In spite of the 2856.2 miles, my mother and I are very close.  We talk on the phone every night.  Sometimes we Skype, although that’s mostly so she can see her grandson.  We see each other at least twice a year, usually for several weeks at a time.  She has been there for me through some very difficult periods in my life.  Whether I go to visit her or she comes to visit me, she takes care of me.  Now that I have a husband and child, she takes care of all of us.

The other day, we were talking about my recent realization that I need to be kinder to myself.  I’ve been thinking about this a lot lately.  When I wrote about it before, my focus was on appreciating my own efforts more, and letting go of the self-criticism that I often fall into.  She agreed that this was important, but added that I also need to start taking better care of myself physically.  She pointed out that I often don’t get enough sleep or eat well enough.  Then she said, “You need to start being your own mother.”

My first reaction to this sentence is to think of things like “nurturing your inner child.”  Blech.  Not my style.  But when I get past the “blech” reaction, I find myself with an image of a divided self – a rebellious toddler on the one hand, and a strict, overly-critical, disciplinarian parent on the other.  Strange, since this isn’t the kind of mother I actually have.  The rebellious toddler thing, though, might be more on the money.  Sometimes I have trouble being a grownup.

I do know some things about mothering, though.  I have a beautiful son.  He is not even two years old yet, so there’s still a lot about mothering that I haven’t experienced yet.  But I do understand mother love.  More than anything in the world, I want my child to be healthy and happy.

There are a lot of things that I do for my son that I don’t do for myself.  He eats a very healthy diet, abundant in fruits and vegetables.  He has special bedtime and naptime routines that send him off to sleep happy and comforted.  Aren’t these things I could also do for myself?  Couldn’t I join my son every day in his afternoon fruit-and-yogurt snack, or pile vegetables onto my plate the way I do onto his?  And how much better would my life be if I went to bed at a reasonable time and created rituals that made going to sleep a peaceful and happy experience?

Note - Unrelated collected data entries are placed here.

PR #1335, opened 2023-02-22
feat: outbound message send via session

morrieinmaas:
This adds required functionality for using AFJ for BLE (Bluetooth Low Energy).

Why:
* The verifier has created and sent a proof request  to a holder OOB using create legacy connection invite. 
* Holder receive the invite OOB by using receive message (eg with BLE transport)
* In cases like BLE the verifier has no outbound transport and wants to eg send an ack message for a proof exchange. This fails currently because of the missing outbound - Verifier cannot reach the holder.

How it is addressed:
* In the proof exchange dance for example (works generally). when receiving an encrypted message we store a session and the id from the inbound message context/session. 
* That way we can later retrieve the connection related to the exchange and send the ack message to the session instead of using outbound transport.
* Further a method was added to reset the outbound transport. It stops the current outbound transports and replaces the array of outbound transports with an empty array. The outbound transports attribute of the agent was changed from read-only to read-write.


packages/core/src/agent/MessageSender.ts
```diff
@@ -408,13 +419,61 @@ export class MessageSender {
...
-      } else if (transport.supportedSchemes.includes(protocolScheme)) {
-        await transport.sendMessage(outboundPackage)
-        return
+
+    // Outbound transport is present
+    if (this.outboundTransports.length !== 0) {
+      for (const transport of this.outboundTransports) {
+        const protocolScheme = getProtocolScheme(service.serviceEndpoint)
+        if (!protocolScheme) {
+          this.logger.warn('Service does not have valid protocolScheme.')
```
blu3beri, line 428:
```suggestion
          this.logger.warn('Service does not have a protocol scheme.')
```

packages/core/src/agent/MessageSender.ts
```diff
@@ -408,13 +419,61 @@ export class MessageSender {
...
+        )
+        try {
+          await this.sendMessageToService(outboundMessageContext)
+          this.emitMessageSentEvent(outboundMessageContext, OutboundMessageSendStatus.SentToSession)
+          return
+        } catch (error) {
+          this.logger.debug(`Sending an outbound message via session failed with error: ${error.message}.`, error)
+          throw new MessageSendingError(
+            `Unable to send message to service: ${service.serviceEndpoint} ${JSON.stringify(
+              message.threadId
```
blu3beri, line 454: Why is the threadId stringified?

packages/core/src/agent/models/OutboundMessageContext.ts
```diff
@@ -26,15 +28,17 @@ export interface OutboundMessageContextParams {
...
   public serviceParams?: ServiceMessageParams
   public outOfBand?: OutOfBandRecord
   public associatedRecord?: BaseRecord<any, any, any>
   public sessionId?: string
   public readonly agentContext: AgentContext
 
-  public constructor(message: T, context: OutboundMessageContextParams) {
+  public constructor(message: T, context: OutboundMessageContextParams, inboundContext?: InboundMessageContext) {
     this.message = message
+    this.sessionIdFromInbound = inboundContext?.sessionId ? inboundContext.sessionId : undefined
```
blu3beri, line 41:
```suggestion
    this.sessionIdFromInbound = inboundContext?.sessionId
```

packages/core/src/agent/models/OutboundMessageContext.ts
```diff
@@ -26,15 +28,17 @@ export interface OutboundMessageContextParams {
 
 export class OutboundMessageContext<T extends AgentMessage = AgentMessage> {
   public message: T
+  public sessionIdFromInbound?: string | undefined
```
blu3beri, line 31:
```suggestion
  public sessionIdFromInbound?: string
```

packages/core/src/agent/MessageSender.ts
```diff
@@ -408,13 +419,61 @@ export class MessageSender {
...
+        try {
+          await this.sendMessageToSession(agentContext, session, message)
+          this.emitMessageSentEvent(outboundMessageContext, OutboundMessageSendStatus.SentToSession)
+          return
+        } catch (error) {
+          this.logger.debug(`Sending an outbound message via session failed with error: ${error.message}.`, error)
+          throw new MessageSendingError(
+            `Unable to send message to service: ${
+              outboundMessageContext.serviceParams?.service.serviceEndpoint
+            } with threadId ${JSON.stringify(message.threadId)} `,
```
blu3beri, line 471: Same here about stringifying a threadId

packages/core/src/agent/MessageSender.ts
```diff
@@ -408,13 +419,61 @@ export class MessageSender {
...
+            }
+          )
+        }
+      } else if (outboundMessageContext.serviceParams?.service.serviceEndpoint && session) {
+        try {
+          await this.sendMessageToSession(agentContext, session, message)
+          this.emitMessageSentEvent(outboundMessageContext, OutboundMessageSendStatus.SentToSession)
+          return
+        } catch (error) {
+          this.logger.debug(`Sending an outbound message via session failed with error: ${error.message}.`, error)
```
blu3beri, line 467: I am not sure what the exact pattern is in AFJ here, but is it common that we log a `debug` message when we also throw an error? I would say either no log or an error log.

blu3beri: Also, we already pass the `error` object to the log function, so why is the `error.message` also added to the `message`?

packages/core/src/modules/proofs/protocol/v1/__tests__/v1-indy-connectionless-proofs.e2e.test.ts
```diff
@@ -198,6 +201,82 @@ describe('Present Proof', () => {
     await faberProofExchangeRecordPromise
   })
 
+  test('Faber starts with connection-less proof requests to Alice with auto-accept enabled and without outbound transport', async () => {
```
blu3beri, line 204:
```suggestion
  test('Faber starts with connection-less proof requests to Alice with auto-accept enabled and without an outbound transport', async () => {
```

blu3beri (dismissed):
I am still don't fully understand the transport structure in AFJ, so I mainly commented on the code itself.

morrieinmaas:
thx for all the feedback @blu3beri 🙏. I'll have a go at it today (as well as the merge conflicts)

packages/core/src/agent/MessageSender.ts
morrieinmaas: no good reason. i'll change it

packages/core/src/agent/models/OutboundMessageContext.ts
morrieinmaas: 😅 - obviously. thanks

packages/core/src/agent/models/OutboundMessageContext.ts
blu3beri: The question mark handles undefined. It's just marked twice now.

packages/core/src/agent/MessageSender.ts
```diff
@@ -203,8 +212,10 @@ export class MessageSender {
 
     let session: TransportSession | undefined
 
-    if (sessionId) {
-      session = this.transportService.findSessionById(sessionId)
+    if (sessionIdFromInbound) {
+      session = this.transportService.findSessionById(sessionIdFromInbound)
+    } else if (sessionId) {
+      this.transportService.findSessionById(sessionId)
```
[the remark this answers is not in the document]
morrieinmaas: ah, my bad. This should assining it to session. Actually, funny that this works. maybe I can remove using the sessionId one altogether then

packages/core/src/agent/MessageSender.ts
```diff
@@ -68,6 +68,15 @@ export class MessageSender {
     this.outboundTransports.push(outboundTransport)
   }
 
+  public async resetOutboundTransport() {
+    // NOTE: we could also make this void instead of an async fct.
```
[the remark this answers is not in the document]
morrieinmaas: sure. good idea

packages/core/src/agent/MessageSender.ts
morrieinmaas: I remember now why this is. I was logging/throwing the entire object when debugging. Regardless, removing now

packages/core/src/agent/MessageReceiver.ts
```diff
@@ -85,7 +85,7 @@ export class MessageReceiver {
       if (this.isEncryptedMessage(inboundMessage)) {
         await this.receiveEncryptedMessage(agentContext, inboundMessage as EncryptedMessage, session)
       } else if (this.isPlaintextMessage(inboundMessage)) {
-        await this.receivePlaintextMessage(agentContext, inboundMessage, connection)
+        await this.receivePlaintextMessage(agentContext, inboundMessage, connection, session)
```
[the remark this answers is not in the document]
morrieinmaas: hmm good idea, Timo might know. I'm not sure about this tbh.

morrieinmaas:
@TimoGlastra @blu3beri happy for more feedback?

packages/core/src/agent/MessageSender.ts
```diff
@@ -408,13 +419,59 @@ export class MessageSender {
...
     outboundPackage.endpoint = service.serviceEndpoint
     outboundPackage.connectionId = connection?.id
-    for (const transport of this.outboundTransports) {
-      const protocolScheme = getProtocolScheme(service.serviceEndpoint)
-      if (!protocolScheme) {
-        this.logger.warn('Service does not have valid protocolScheme.')
-      } else if (transport.supportedSchemes.includes(protocolScheme)) {
-        await transport.sendMessage(outboundPackage)
-        return
+
```
TimoGlastra, line 422: There's some duplicate flows now, so I think we may have to clean the `sendMessage` method up a bit. 

In the sendMessage method we do the following:
- check if there's a session to be found and if the message has return routing, if so return the message over the session
- if not returned over the session, loop through the services and call `this.sendToService` for each of the services in the did document.
- if the message could not be delivered, and the did document has a queue endpoint, we queu the message


The in the `sendToService` method we do the following:
- Check if there's outbound transports, and if so try to use the outbound transports
- If there's no outbound transport check if there's a session and try to send it over the sessionn.


There's a few improvements to this flow I think we can make. Especially since the message sender is already  one of the most complex classes.
- If you follow the flow above, `sendMessage` now has logic for sending to a session, but then the `sendToService` message as well. This means we now have two flows for sending a message to a session on a single path (sendMessage calls sendToService as well)
- The way sendToService handles session vs transports is that it will prefer outbound transports if they're available and otherwise fall back to the session sending. If we look at the flow for sendMessage above, it's the opposite: we first try to send it to the session, and then we start using the transports. I think we should keep the flows as similar as possible, and reduce duplciated code/flows as much as possible.

My suggestion would be to:
- Remove the session related code you added to `sendToService`. This way the `sendToService` keeps focused on one task: sending a message to a service, not dealing with session and inbound transports.
- Create a new private method `findSessionForOutboundContext` that will receive the outbound context, it will look for a session (based on the sessionId, the inboundSessionId and the connection in that order, based on what's availalbe). Then if a session has been found and if the message has return routing,  we return the session. This means if this method returns something we're certain we can use it to send a response.
- Update the `sendMessage` method to use this new `findSessionForOutboundContext` method, and if it returns a session, send the message to a session (this is alraedy implemented in `sendMessageToSession` and can be called). This logic is mostly already present in the `sendMessage` method and we can extract that into a new method.
- Extend the publcic `sendMessageToService` method to also include the `findSessionForOutboundContext` and `sendMessageToSession`. If no session is avaialble, or sending to the session failed we call `sendToService`.

We may want to rename the public `sendMessageToService` at some point to indicate we also support sending to a session (or combine it with sendMessage as the input api is 99% the same), but for now I think the above changes are enough.

packages/core/src/agent/MessageSender.ts
```diff
@@ -408,13 +419,59 @@ export class MessageSender {
...
+          return
+        } catch (error) {
+          this.logger.error(`Sending an outbound message via session failed with error: `, error)
+          throw new MessageSendingError(
+            `Unable to send message to service: ${outboundMessageContext.serviceParams?.service.serviceEndpoint} with threadId ${message.threadId} `,
+            {
+              outboundMessageContext,
+            }
+          )
+        }
```
TimoGlastra, line 474: We shouldn't send it over the session if a serviceEndpoint was present. It's only allowed to use the session if return routing is enabled, and this is something that should be fixed from the other side (so in this case the presentation MUST have return route).

We should add it to the presentation handlers (for both v1 and v2):
https://github.com/morrieinmaas/aries-framework-javascript/blob/feat/outbound-message-send-via-session/packages/core/src/modules/proofs/protocol/v2/handlers/V2PresentationHandler.ts#L56-L62

If you see the difference with the proofs Api, we explicitly pass that returnRoute should be used: https://github.com/morrieinmaas/aries-framework-javascript/blob/feat/outbound-message-send-via-session/packages/core/src/modules/proofs/ProofsApi.ts#L498

TimoGlastra (changes requested):
This is great addition @morrieinmaas and aligns the connectionless flow a lot more with the connection flow. However I think we're not 100% there yet. I've left some suggestions on how we may be able to improve the flow a bit

morrieinmaas:
@TimoGlastra thanks for the feedback and insights. I'll have a go at it asap

packages/core/src/agent/MessageReceiver.ts
```diff
@@ -135,7 +137,7 @@ export class MessageReceiver {
     // We want to save a session if there is a chance of returning outbound message via inbound transport.
     // That can happen when inbound message has `return_route` set to `all` or `thread`.
     // If `return_route` defines just `thread`, we decide later whether to use session according to outbound message `threadId`.
-    if (senderKey && recipientKey && message.hasAnyReturnRoute() && session) {
+    if (senderKey && recipientKey && session && (message.hasAnyReturnRoute() || message.service?.serviceEndpoint)) {
```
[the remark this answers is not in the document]
morrieinmaas: strangely yes removing breaks the flow. I'll do some digging.

packages/core/src/modules/proofs/protocol/BaseProofProtocol.ts
```diff
@@ -1,3 +1,13 @@
+import type { AgentMessage } from '../../../agent/AgentMessage'
```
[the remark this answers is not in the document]
morrieinmaas: it's my format on save I think

packages/core/src/agent/Agent.ts
```diff
@@ -141,6 +141,10 @@ export class Agent<AgentModules extends AgentModulesInput = any> extends BaseAge
     this.messageSender.registerOutboundTransport(outboundTransport)
   }
 
+  public async resetOutboundTransport() {
+    await this.messageSender.resetOutboundTransport()
+  }
```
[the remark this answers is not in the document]
morrieinmaas: hmm good point. Maybe that method could then also remove all as a special case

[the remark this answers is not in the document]
TimoGlastra: I'd keep it simple. The need for unregistering it special and needing to remove them one by one is fine in this case (otherwise the naming of the method will be harder again)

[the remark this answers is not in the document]
morrieinmaas: fair enough

packages/core/src/agent/MessageReceiver.ts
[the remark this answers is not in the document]
TimoGlastra: See my last comment. I thinks it'll be solved by that

rapaktech:
@TimoGlastra side note, we still have the issue with the Proofs API automatically setting up mediation for the presentation message, as shown here: https://github.com/hyperledger/aries-framework-javascript/blob/main/packages/core/src/modules/proofs/ProofsApi.ts#L379-L384. How best do we solve this?

packages/anoncreds/src/protocols/proofs/v1/__tests__/v1-indy-proof-negotiation.test.ts
```diff
@@ -0,0 +1,293 @@
...
+
+  afterAll(async () => {
+    testLogger.test('Shutting down both agents')
+    await faberAgent.shutdown()
+    await faberAgent.wallet.delete()
+    await aliceAgent.shutdown()
+    await aliceAgent.wallet.delete()
+  })
+
+  test(`Proof negotiation between Alice and Faber`, async () => {
```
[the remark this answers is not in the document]
morrieinmaas: nope. weird. is this from main? lemme see

packages/core/src/agent/models/OutboundMessageContext.ts
```diff
@@ -26,15 +28,17 @@ export interface OutboundMessageContextParams {
 
 export class OutboundMessageContext<T extends AgentMessage = AgentMessage> {
   public message: T
+  public sessionIdFromInbound?: string
```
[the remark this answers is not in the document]
morrieinmaas: shmort

packages/core/src/agent/MessageReceiver.ts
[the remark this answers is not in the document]
morrieinmaas: could you specify which one you're referring to? Can't follow.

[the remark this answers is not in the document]
TimoGlastra: https://github.com/hyperledger/aries-framework-javascript/pull/1335#discussion_r1115668827

morrieinmaas:
Thanks @TimoGlastra you're a legend. 🙏

morrieinmaas:
@TimoGlastra can this be merged?

TimoGlastra (approved):

TimoGlastra:
> @TimoGlastra can this be merged? 

Yes! We're having some issues with CI so it's been hard to merge PRs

I’m not a perfect mother, so naturally there are areas where I feel I could do better by my son.  These are also things that would benefit me.  It would be better for both of us to get more exercise, and to see people more instead of staying in the house.  It would also be good for us to have a wider selection of low-maintenance activities on the days when I’m just not feeling well enough to go out and do those things.  Even on the lowest-energy days, I could choose to lie in a lounge chair on the patio instead of on my couch, so my son could at least get some fresh air and sunshine while he plays with his trucks. 

So maybe it’s not really about finding some mythical “inner parent” to take care of my “inner child.”  Maybe it’s just about focusing on the kind of real mother I want to be to my real child, and then extending that kind of care to myself.  Somehow, when I think about my son, things become much clearer and simpler.